§ WORK INSTRUCTIONS: Using the records below, filter for lines that contain the string "makes" and copy them out.

§ PROVIDED RECORDS:

PR #111, opened 2022-03-31
Implement course/module visibility logic in course getters

e-wai:
## Implementation Description
- Reflect updated state of our documents (published attribute on modules, not courses) across models + interfaces + etc in backend
- Fix up course filtering for getCourse endpoint
- Filter through courses+modules for the following user/staff/admin access level logic:
```ts
case "User":
  return {
    includePrivateCourses: false,
    includeOnlyPublishedModules: true,
  };
case "Staff":
  return {
    includePrivateCourses: false,
    includeOnlyPublishedModules: false,
  };
case "Admin":
  return {
    includePrivateCourses: true,
    includeOnlyPublishedModules: false,
  };
```
- If `includedOnlyPublishedModules == true`, use aggregate query to unwrap module list, filter, and then return. Else use normal find query
  - Using aggregate seems to prefer the explicit `_id` type and doesn't find the id string alias

## Screenshots
Visual depiction of PR
n/a

- Access logic makes sense?
- MongoDB query makes sense + readable + not super inefficient?

## Testing Procedure

## Things to Note

## Checklist

Admin response:
```gql
{
  "data": {
    "courses": [
      {
        "id": "62454b6352e55a02773eb28d",
        "private": true,
        "modules": [
          {
            "published": true
          }
        ]
      },
      {
        "id": "62454b8052e55a02773eb28f",
        "private": false,
        "modules": [
          {
            "published": true
          }
        ]
      },
      {
        "id": "62454b9352e55a02773eb291",
        "private": true,
        "modules": [
          {
            "published": false
          }
        ]
      },
      {
        "id": "62454bd352e55a02773eb293",
        "private": false,
        "modules": []
      },
      {
        "id": "62454beb52e55a02773eb294",
        "private": false,
        "modules": [
          {
            "published": true
          },
          {
            "published": false
          }
        ]
      }
    ],
    "course": {
      "id": "62454beb52e55a02773eb294",
      "private": false,
      "modules": [
        {
          "published": true
        },
        {
          "published": false
        }
      ]
    }
  }
}
```

Staff response:
```gql
{
  "data": {
    "courses": [
      {
        "id": "62454b8052e55a02773eb28f",
        "private": false,
        "modules": [
          {
            "published": true
          }
        ]
      },
      {
        "id": "62454bd352e55a02773eb293",
        "private": false,
        "modules": []
      },
      {
        "id": "62454beb52e55a02773eb294",
        "private": false,
        "modules": [
          {
            "published": true
          },
          {
            "published": false
          }
        ]
      }
    ],
    "course": {
      "id": "62454beb52e55a02773eb294",
      "private": false,
      "modules": [
        {
          "published": true
        },
        {
          "published": false
        }
      ]
    }
  }
}
```

User:
```gql
{
  "data": {
    "courses": [
      {
        "id": "62454b8052e55a02773eb28f",
        "private": false,
        "modules": [
          {
            "published": true
          }
        ]
      },
      {
        "id": "62454bd352e55a02773eb293",
        "private": false,
        "modules": []
      },
      {
        "id": "62454beb52e55a02773eb294",
        "private": false,
        "modules": [
          {
            "published": true
          }
        ]
      }
    ],
    "course": {
      "id": "62454beb52e55a02773eb294",
      "private": false,
      "modules": [
        {
          "published": true
        }
      ]
    }
  }
}
```

### DIFF
--- a/backend/graphql/resolvers/courseResolvers.ts
+++ b/backend/graphql/resolvers/courseResolvers.ts
@@ -28,11 +28,20 @@ const getCourseVisibilityAttributes = (
 ): CourseVisibilityAttributes => {
   switch (role) {
     case "User":
-      return { private: false, published: true };
+      return {
+        includePrivateCourses: false,
+        includeOnlyPublishedModules: true,
+      };
     case "Staff":
-      return { published: true };
+      return {
+        includePrivateCourses: false,
+        includeOnlyPublishedModules: false,
+      };
     case "Admin":
-      return {};
+      return {
+        includePrivateCourses: true,
+        includeOnlyPublishedModules: false,
+      };
     default:
       return assertNever(role);
   }
--- a/backend/graphql/resolvers/courseResolvers.ts
+++ b/backend/graphql/resolvers/courseResolvers.ts
@@ -43,11 +43,22 @@ const courseResolvers = {
     course: async (
       _parent: undefined,
       { id }: { id: string },
+      context: ExpressContext,
     ): Promise<CourseResponseDTO> => {
-      return courseService.getCourse(id);
+      const accessToken = getAccessToken(context.req);
+      if (!accessToken) {
+        throw new AuthenticationError(
+          "Failed authentication and/or authorization by role",
+        );
+      }
+
+      const role = await authService.getUserRoleByAccessToken(accessToken);
+      const attributes = getCourseVisibilityAttributes(role);
+
+      return courseService.getCourse(id, attributes);
     },
     courses: async (
-      _parent: any,
+      _parent: undefined,
       _args: { [key: string]: any },
       context: ExpressContext,
     ): Promise<CourseResponseDTO[]> => {
--- a/backend/models/course.model.ts
+++ b/backend/models/course.model.ts
@@ -1,4 +1,4 @@
-import { Schema, Document, model } from "mongoose";
+import { Schema, Document, model, Types } from "mongoose";
 
 export interface Module {
   title: string;
@@ -10,7 +10,7 @@ export interface Module {
 }
 
 export interface Course extends Document {
-  id: string;
+  _id: Types.ObjectId;
   title: string;
   description: string;
   image: string;
--- a/backend/models/course.model.ts
+++ b/backend/models/course.model.ts
@@ -1,6 +1,7 @@
 import { Schema, Document, model, Types } from "mongoose";
 
 export interface Module {
+  _id: Types.ObjectId;
   title: string;
   description: string;
   image: string;
@@ -10,19 +11,18 @@ export interface Module {
 }
 
 export interface Course extends Document {
-  _id: Types.ObjectId;
+  id: string;
   title: string;
   description: string;
   image: string;
   previewImage: string;
   modules: Module[];
   private: boolean;
-  published: boolean;
 }
 
 export interface CourseVisibilityAttributes {
-  private?: boolean;
-  published?: boolean;
+  includePrivateCourses: boolean;
+  includeOnlyPublishedModules: boolean;
 }
 
 const ModuleSchema: Schema = new Schema({
@@ -61,11 +61,6 @@ const CourseSchema: Schema = new Schema({
   private: {
     type: Boolean,
     default: true,
-    required: true,
-  },
-  published: {
-    type: Boolean,
-    default: false,
     required: true,
   },
 });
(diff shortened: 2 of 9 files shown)


backend/services/implementations/courseService.ts
```diff
@@ -13,22 +14,58 @@ import MgCourse, {
...
+  return filterForPublished
+    ? [
+        {
+          $project: {
+            title: true,
+            description: true,
+            image: true,
+            previewImage: true,
+            private: true,
+            published: true,
```
draymond63, line 27: We should be removing the `published` attribute on the course document, right?

backend/models/course.model.ts
```diff
@@ -10,7 +10,7 @@ export interface Module {
 }
 
 export interface Course extends Document {
-  id: string;
+  _id: Types.ObjectId;
```
draymond63, line 13: Good addition, but does the Document interface not already have the `_id` attribute defined?

draymond63, line 13: Good addition, but does the Document interface not already have the `_id` attribute defined?

backend/graphql/resolvers/courseResolvers.ts
```diff
@@ -43,11 +43,22 @@ const courseResolvers = {
...
-      return courseService.getCourse(id);
+      const accessToken = getAccessToken(context.req);
+      if (!accessToken) {
+        throw new AuthenticationError(
+          "Failed authentication and/or authorization by role",
+        );
+      }
+
+      const role = await authService.getUserRoleByAccessToken(accessToken);
+      const attributes = getCourseVisibilityAttributes(role);
```
draymond63, line 56: Since courses will no longer have a published attribute (that's only for courses), this is a bit out of date no?

backend/services/implementations/courseService.ts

§ RESPONSE FOR THIS EXERCISE:
- Access logic makes sense?
- MongoDB query makes sense + readable + not super inefficient?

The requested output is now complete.